Nur klappt erst dann, wenn ich die variable total sehr hoch setzte, z.b.: int total = viewport[2] * viewport[3] * 3;

Irgendwas scheine ich nicht verstanden zu haben. Warm muss dieser Wert so groß sein? Wie gehts richtig?


----------



## Melkor (24. Sep 2012)

Hallo nochmal, 
vielleicht anders gefragt: 

wenn ich von einer Pixel Position aus v Pixel-Spalten und h Pixel-Reihen auslesen will mit readPixels im RGB Format, welche Größe muss mein Buffer haben? h*w*3 scheint zu wenig zu sein, nur warum?


----------



## Guest2 (24. Sep 2012)

Moin,

Du gibst als Typ GL_BYTE an, der default für das pack alignment ist aber (imho) 4 Byte.
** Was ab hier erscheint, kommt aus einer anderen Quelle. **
PR #297, opened 2021-02-16
Refactor IncompleteSubReqCourse to avoid relying on imported types

SamChou19815:
## Summary

This diff continues the work of #279. It refactors the IncompleteSubReqCourse component so that the prop no longer relies on `CrseInfo` and `SubReqCourseSlot`, so that we can cleanup the last `Vue.component(...)` call that doesn't work well with Vuetr.

I also moved the type of `SubReqCourseSlot` from `src/requirement/types` into `SubRequirement.vue`, since only that component and `Requirement.vue` are using it.

## Test Plan

See all courses and incomplete subreq courses still load

### DIFF
--- a/src/components/Requirements/SubRequirement.vue
+++ b/src/components/Requirements/SubRequirement.vue
@@ -81,17 +81,18 @@
             />
           </div>
           <div v-if="!subReqCourseSlot.isCompleted" class="incompletesubreqcourse-wrapper">
-            <incompletesubreqcourse
+            <incomplete-sub-req-course
               :subReq="subReq"
               :subReqCourseId="id"
-              :crseInfoObjects="subReqCourseSlot.courses"
+              :courseIDs="subReqCourseSlot.courses.map(it => it.crseIds)"
               :subReqFetchedCourseObjectsNotTakenArray="subReqFetchedCourseObjectsNotTakenArray"
-              :subReqCoursesArray="subReqCoursesArray"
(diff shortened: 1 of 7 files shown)


src/components/Requirements/SubRequirement.vue
```diff
@@ -106,15 +107,23 @@ import CompletedSubReqCourse from '@/components/Requirements/CompletedSubReqCour
 import IncompleteSubReqCourse from '@/components/Requirements/IncompleteSubReqCourse.vue';
 import DropDownArrow from '@/components/DropDownArrow.vue';
 
-import { SubReqCourseSlot, CrseInfo } from '@/requirements/types';
+import { CrseInfo } from '@/requirements/types';
```
tcho6319, line 110: Just a little confused on my end. Isn't `CrseInfo` an imported type? How are we able to keep this import statement for `SubRequirement.vue` and remove its `Vue.component()` call, but we wanted to get rid of `CrseInfo` for `IncompleteSubReqCourse.vue`?

tcho6319 (approved):
LGTM Sam! Thanks. I just left a question because I was a little confused, but this PR looks good to go.

src/components/Requirements/SubRequirement.vue
SamChou19815: The bug with the vuetr plugin is that imported type cannot appear in props.

PR #289, opened 2021-02-13
[easy] Strictify linter config from vue/essential to vue/recommended

SamChou19815:
### Summary 

This PR strictifies linter config from `vue/essential` to `vue/recommended`. It results in the additional "strongly recommended" and "recommended" rules that you can see here: https://eslint.vuejs.org/rules/.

Du bräuchtest also 4 * 3 * w * h Bytes. Du solltest das umgehen können, indem Du das pack alignment änderst ([c]glPixelStoref(GL_PACK_ALIGNMENT, 1)[/c]).

Imho ist der empfohlene Typ [c]glReadPixels(x, y, width, height, GL_RGBA, GL_UNSIGNED_INT_8_8_8_8, buffer);[/c]. Dann muss der Speicher 4 * w * h groß sein.

Viele Grüße,
Fancy


----------